Would you repeat each line below precisely as it stands?

[Stored data]:
============================================================

PR #7556, opened 2025-08-19
Remove unnecessary PHP code

distantnative:
## Description

Those functions will throw deprecation errors in PHP 8.5 - we can already remove them as they have no function anymore. See individual commit messages for what exactly got removed.

### 🧹 Housekeeping

- Removed old PHP functions that will get deprecated

### For review team

### DIFF
--- a/src/Filesystem/Mime.php
+++ b/src/Filesystem/Mime.php
@@ -188,7 +188,6 @@ class Mime
 		) {
 			$finfo = finfo_open(FILEINFO_MIME_TYPE);
 			$mime  = finfo_file($finfo, $file);
-			finfo_close($finfo);
 			return $mime;
 		}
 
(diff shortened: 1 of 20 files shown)


bastianallgeier (approved):

lukasbestle:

============================================================

[RESULT]:
PR #7556, opened 2025-08-19
Remove unnecessary PHP code

distantnative:
## Description

Those functions will throw deprecation errors in PHP 8.5 - we can already remove them as they have no function anymore. See individual commit messages for what exactly got removed.

### 🧹 Housekeeping

- Removed old PHP functions that will get deprecated

### For review team

### DIFF
--- a/src/Filesystem/Mime.php
+++ b/src/Filesystem/Mime.php
@@ -188,7 +188,6 @@ class Mime
 		) {
 			$finfo = finfo_open(FILEINFO_MIME_TYPE);
 			$mime  = finfo_file($finfo, $file);
-			finfo_close($finfo);
 			return $mime;
 		}
 
(diff shortened: 1 of 20 files shown)


bastianallgeier (approved):

lukasbestle:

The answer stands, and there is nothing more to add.